DATA FOR THIS EXERCISE
PR #731, opened 2017-02-18
Implement API endpoint for adding certs to a certdb

lidavidm:
This adds a new `http.Handler` that can insert certificates to a given certdb. Optionally, if given an OCSP signer, it will also generate and insert OCSP responses as certificates come in.

### DIFF
--- a/api/certadd/insert.go
+++ b/api/certadd/insert.go
@@ -1,4 +1,4 @@
-package insert
+package certadd
 
 import (
 	"bytes"
--- a/api/certadd/insert.go
+++ b/api/certadd/insert.go
@@ -15,8 +15,9 @@ import (
 	"github.com/cloudflare/cfssl/helpers"
 	"github.com/cloudflare/cfssl/ocsp"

ABOUT THIS TASK
Your answer must be the complete listing, retyped exactly.

FINISHED TASK
PR #731, opened 2017-02-18
Implement API endpoint for adding certs to a certdb

lidavidm:
This adds a new `http.Handler` that can insert certificates to a given certdb. Optionally, if given an OCSP signer, it will also generate and insert OCSP responses as certificates come in.

### DIFF
--- a/api/certadd/insert.go
+++ b/api/certadd/insert.go
@@ -1,4 +1,4 @@
-package insert
+package certadd
 
 import (
 	"bytes"
--- a/api/certadd/insert.go
+++ b/api/certadd/insert.go
@@ -15,8 +15,9 @@ import (
 	"github.com/cloudflare/cfssl/helpers"
 	"github.com/cloudflare/cfssl/ocsp"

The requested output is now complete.